[Dataset entries]
★ ★ ★ ★

PR #2568, opened 2025-07-16
Bq to Bt support for sparse data format and user defined cell timestamps

jhambleton:
1) Add functionality for user's to not store columns that have null values and adhere to bigtable's sparse data layout. 
2) Provide users ability to set cell timestamp's based on a column, e.g. SELECT UNIX_MILLIS(event_ts) as cell_timestamp instead of write time. 

Test scenarios and results are captured here: 
https://docs.google.com/document/d/1SLYKavhj8vuw7b0AnLrAvW1RBsC4wckzkRuzK2QE5Uc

★ ★ ★ ★

◆ Problem to work on: Write out exactly the lines that begin at the one containing "2) Provide users" and continue through the last line of the data, and only those.

◆ Exercise answer:
2) Provide users ability to set cell timestamp's based on a column, e.g. SELECT UNIX_MILLIS(event_ts) as cell_timestamp instead of write time. 

Test scenarios and results are captured here: 
https://docs.google.com/document/d/1SLYKavhj8vuw7b0AnLrAvW1RBsC4wckzkRuzK2QE5Uc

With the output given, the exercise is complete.